A look at the roots of the chip shortage that has strained dealer inventory


Sould a part the size of a rice grain and worth less than a penny slow down and even stop a 5,000-pound, $50,000, full-size truck from being sold? When that tiny part is a microchip that triggers an airbag, fires a fuel injector or commands a navigation system, the answer is yes.

This isn’t going to go away quickly,” Phil Amsrud, an IHS Markit senior principal analyst, warned Automotive News in late January. “It’s a complicated situation. The root cause of all this is COVID. The system just got out of whack … and it’s going to take awhile to get it back in order.”

In January, consulting firm AlixPartners estimated the global auto industry would lose nearly $61 billion in revenue this year because of the chip shortage. It has since amended that to $110 billion.

Hopeful analyst predictions and soothing supply assurances from automaker CEOs and reps have proved to be optimistic. Even Toyota, which initially dodged North American production cuts, projected it would lose 60,000 to 90,000 vehicles in August and 80,000 this month. Honda also is warning its dealers of vehicle delivery cuts of as much as 40 percent in coming weeks. Likewise, Hyundai reported reduced production and inventories. But it expected August would be its most challenging month, with a gradual improvement in the following months.

How did the system get “out of whack,” and when will order be restored?

As the COVID-19 pandemic accelerated in early spring 2020, automakers chopped chip orders because of a predicted sag in new-vehicle sales. But when U.S. auto demand abruptly returned, they found they had lost their places in microchip supply lines, behind appliance makers, electronic-game companies and a host of chip-hungry TV, laptop and cellphone makers. Consumers were ordering chip- controlled toys and digital stay-at-home conveniences — at the same time they were shopping for vehicles online to replace current vehicles and avoid public transportation.

Government actions further aggravated the issue. Europe and the U.S. enacted regulations for high-end consumer goods that required chips to achieve new energy-efficiency requirements.

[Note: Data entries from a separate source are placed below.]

PR #12074, opened 2023-11-18
Implement Native Code Execution (NCE)

GPUCode:
This initially started as a port of Skyline's native code execution (NCE) backend to yuzu, however, due to major architectural differences between the two emulators, it has turned into an (almost) complete reimplementation of the concept. Regardless, Skyline has proved a crucial reference throught the development of this CPU backend, so big credit to them.

**Which games will benefit?**

All games that use a 39-bit address space can utilize the new native code execution backend. This means that 32-bit games, such as Mario Kart 8 Deluxe or Captain Toad: Treasure Tracker, and 36-bit games will not benefit and will fallback to Dynarmic instead. Examples of 36-bit games are the base game of The Legend of Zelda: Breath of the Wild and ARMS. If your game is 36-bit, it is recommended that you install the latest game update, as this turns it into a 39 bit game which will be able to use NCE. NCE improves the overhead of CPU emulation, so GPU bottlenecked games are going to see minimal differences.

**How does Skyline do it?**

Skyline reserves some space before the text section to store a series of patches, small assembly functions that interface between the guest and host. In addition, the `tpidr_el0` register is changed to point to a custom per thread structure that contains useful global state. Each supervisor call is rewritten to jump to a dedicated patch, the same thing occurs for accesses to `tpidr_el0` or `tpidrro_el0` that are redirected to the guest variants. Running SVCs is treated as a callback, the patch will jump to the SvcHandler and return from it when host execution is finished to enter back to the guest. If the SVC causes a reschedule, the current thread is put to sleep in the handler until it's awoken again in the future.

**How does yuzu do it?**

For yuzu, the base principle is the same. For each module we reserve an additional segment called the patch segment, in which patches are written. Patches may be of multiple types, either pre-text (before the text section, like Skyline) or post-data (after the data section). In general, post-data patches are prefered when possible, as they're less intrusive and easier to emit without the need to know their size in advance. Some games, however, contain modules where it's not possible to use post-data patching due to the limits of relative branching, so for that we use the more compatible pre-text patching like Skyline.

To make this separation easier to implement, the generation of the patch segment is split into two parts: the patching step where supervisor calls, accesses to TLS and counter values are detected, with a patch function being emitted for each and the relocation step, where locality sensitive information such as `patch<->module` branch offsets are resolved based on the position of the patch segment relative to the text segment. Patches are emitted using [oaknut](https://github.com/merryhime/oaknut) as a way to avoid hardcoding assembly instructions. This should make maintaing the code much more accessible and less error prone.

yuzu's design necessitates returning to SVCs instead of calling them like a function from guest code. For this reason, two patches are emitted per SVC instruction, a pre-trampoline which is used for `guest->host` transitions and the post-trampoline for `host->guest` transitions. The functions used to call the trampolines from the host are written directly in assembly and not using inline assembly like Skyline. This avoids stack cookie generation in locations where `tpidr_el0` might not be the expected value.

However, there are cases where we need to enter guest code that wasn't paused by an SVC, for example when resuming execution after an interrupt or jumping to the guest code of a newly created thread. For both these cases, UNIX signals are used as a slower, but more generic alternative to the trampolines. The host calls the tkill syscall and copies the guest state in the ucontext provided by the signal handler, thus making the kernel do the actual work of jumping to the guest. This is much slower than the hand-made trampolines, of course, but should be executed less often.

Speaking of interrupts, these are implemented by calling `tkill` on the target running thread and jumping back to the host from the signal handler. If the target thread is not running guest code, it is not interrupted. Interrupting threads can introduce various races, especially when guest state is saved/restored in the trampolines, so spinlocks are also used to ensure proper synchronization.

For UNIX signals on Android, libc symbols are used directly, similar to Skyline. This is required because the Android runtime intercepts all calls to sigaction and doesn't pass the provided functions to the kernel, opting to call them after its own handlers. That presents problems as the ART sigsegv handler accesses `tpidr_el0`, which we have replaced with our own per thread structure.


src/android/app/src/main/jni/default_ini.h
```diff
@@ -153,6 +153,10 @@ use_multi_core =
 use_unsafe_extended_memory_layout =
 
 [Cpu]
+# Configures the preferred cpu backend for executing ARM instructions
```
FearlessTobi, line 156:
```suggestion
# Selects the preferred CPU backend for executing ARM instructions
```

src/android/app/src/main/jni/default_ini.h
```diff
@@ -153,6 +153,10 @@ use_multi_core =
...
+# 0 (default): Dynarmic, 1: Nce
```
FearlessTobi, line 157:
```suggestion
# 0 (default): Dynarmic, 1: NCE
```

src/common/settings.cpp
```diff
@@ -155,6 +156,22 @@ bool IsFastmemEnabled() {
     return true;
 }
 
+static bool is_nce_enabled = false;
+
+void SetNceEnabled(bool is_39bit) {
```
FearlessTobi, line 161: nit: we should probably use a consistent spellking between Nce and NCE

FearlessTobi (commented):
I cannot review the low level stuff, so just some nits

brujo5:
Sorry for the offtopic but its amazing now.

power consumption decrease a lot and the games start instantly and the use of HW resources is much lower

Screenshot_20231118-151436_Galería_1
Screenshot_20231118-144442_yuzu

2.8watts usage just like the switch, thanks to all the devs involved for making it possible 🥰

Carlosskyli (approved):

.codespellrc
```diff
@@ -3,4 +3,4 @@
 
 [codespell]
 skip = ./.git,./build,./dist,./Doxyfile,./externals,./LICENSES,./src/android/app/src/main/res
-ignore-words-list = aci,allright,ba,canonicalizations,deques,froms,hda,inout,lod,masia,nam,nax,nd,optin,pullrequests,pullrequest,te,transfered,unstall,uscaled,vas,zink
+ignore-words-list = aci,allright,ba,canonicalizations,deques,froms,hda,inout,lod,masia,nam,nax,nd,optin,pullrequests,pullrequest,te,transfered,unstall,uscaled,vas,zink,nce
```
liamwhite, line 6:
```suggestion
ignore-words-list = aci,allright,ba,canonicalizations,deques,froms,hda,inout,lod,masia,nam,nax,nce,nd,optin,pullrequests,pullrequest,te,transfered,unstall,uscaled,vas,zink
```

src/common/host_memory.cpp
```diff
@@ -353,6 +361,61 @@ class HostMemory::Impl {
...
+
+static void* ChooseVirtualBase(size_t virtual_size) {
+    constexpr uintptr_t Map39BitSize = (1ULL << 39);
+    constexpr uintptr_t Map36BitSize = (1ULL << 36);
+
+    // Seed the MT with some initial strong randomness.
+    //
+    // This is not a cryptographic application, we just want something more
+    // random than the current time.
+    std::mt19937_64 rng(GetRandomU64());
```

Also, the U.S. sanctioned several Chinese electronics companies, such as Huawei, crippling their access to materials and critical high-tech U.S. chipmaking equipment. So those companies stockpiled chips to ride out the American regulatory storm, and that created an added artificial scarcity.

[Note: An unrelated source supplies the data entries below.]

PR #12081, opened 2023-11-19
Vulkan: Be more generous with pipeline workers for Android

FernandoS27:
Currently, we have only 1 pipeline worker in Android. Thus we have way too much stutter when making shaders. Since NCE, we can be a bit more generous. This also adds a check for drivers that have broken parallel shader compiling.


liamwhite (approved):

brujo5:
Could a setting be added to enable/disable multithread shaders compiling?

PR #12094, opened 2023-11-19
gl_buffer_cache: Batch vertex/tfb buffer binding

ameerj:
Utilize `glBindVertexBuffers` and `glBindBuffersRange` to bind a batch of buffers, rather than binding them one buffer at a time.
This alleviates some API call overhead, and outweighs the benefits of `NV_vertex_buffer_unified_memory`, so the paths using this extension can be removed.

Also includes some other minor optimizations in the area.

`glBindBuffersRange` can be used to batch the UBO/SSBO bindings as well, but that change is a bit intrusive, so it remains as a todo.


gidoly:
Does this require test?

liamwhite (approved):

PR #12100, opened 2023-11-20
translations: Add android translations to transifex config

t895:
This should allow android strings to be automatically transferred between transifex and the app just like Qt


FearlessTobi (approved):
Thanks!

PR #12123, opened 2023-11-21
Explicit this

merryhime:
Implicit `this` is deprecated in C++20.


liamwhite (approved):

abouvier:
Is there a difference between `[this]` and `[=, this]`? Both are used in the code.

v1993:
Wouldn't `[this]` mean "capture the current object" while `[=, this]` be "capture the current object and all referenced local variables by value"?

PR #12130, opened 2023-11-22
Windows version to format script

flodavid:
Enable to check for style locally.
Adding it to a pre-commit hook might be useful


flodavid:
I could not make the target work before, but it is fine now. I guess it is not useful then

Further tightening supply was a March fire at Japanese supplier Renesas.

Finally, the long-predicted move to electric and connected vehicles started to take off. A typical luxury vehicle requires approximately 1,300 chips to perform its microprocessor-directed tricks. An EV requires twice that many. So some experts say most chip prices and supplies aren’t likely to return to normal until sometime in mid- to late 2022.

Meanwhile, in mid-February, dealers and automakers, pinched for new vehicles, reduced incentives, cut advertising and, not surprisingly, raised prices.

Duncan Aldred, vice president of global Buick-GMC, said in February that many dealers were getting buyers lined up even before vehicles arrived on the lot. He described it as “a win-win for everybody.” He pointed out that the stock turns quickly, the dealer makes more money, and the customer gets a fresh vehicle.

Further, with launches of new vehicles blunted, used-vehicle prices took off. Today, used vehicles cost 15 to 25 percent more than a year earlier, if you can find them. Rental companies, which initially sold off their fleets thinking people would avoid shared transport because of virus concerns, are now scooping up even high-mileage models at auctions as travel restrictions ease and previously housebound folks go on vacations and visit relatives. Dealers at those same auctions are finding it difficult to buy low-mileage pre-owned vehicles.

Responding to the early chip scarcity, the Detroit 3 juggled several things. First, they prioritized chip supplies for more profitable, higher-volume models such as pickups and SUVs over slower-selling, low-margin vehicles such as sedans. Second, they reduced special options, such as navigation and advanced driver-assist systems, that required chips. Third, they built and stored vehicles without chips to be finished when supplies are reestablished. Some makers even considered shipping unfinished vehicles to dealers for retrofits. Still, even with these desperate moves, automakers such as General Motors, Ford and Stellantis were announcing plans to temporarily idle production lines.

Europe accounts for about 10 percent of global chip production, and the U.S. makes about 12 percent — down from 40 percent in 1990. Most of the remaining 78 percent is in Taiwan, China, Japan and South Korea. All producers have promised varying amounts of added production to cover global requirements.

Critically, the chips many automakers are looking for are not exactly cutting-edge silicon. Semiconductor companies are hesitant to invest much in increasing capacity in what are referred to as fabs and foundries for older, 200-millimeter silicon wafers, since in many cases this is 15-year-old technology.

Every week, industry expert estimates of lost vehicle production increase. AutoForecast Solutions keeps adding to its damage report. As of early this month, it was expecting the global industry to lose more than 8.5 million vehicles from production plans by the time the crisis ends. So it’s fair to say analyst and expert crystal balls are fairly chip-free but full of dark clouds.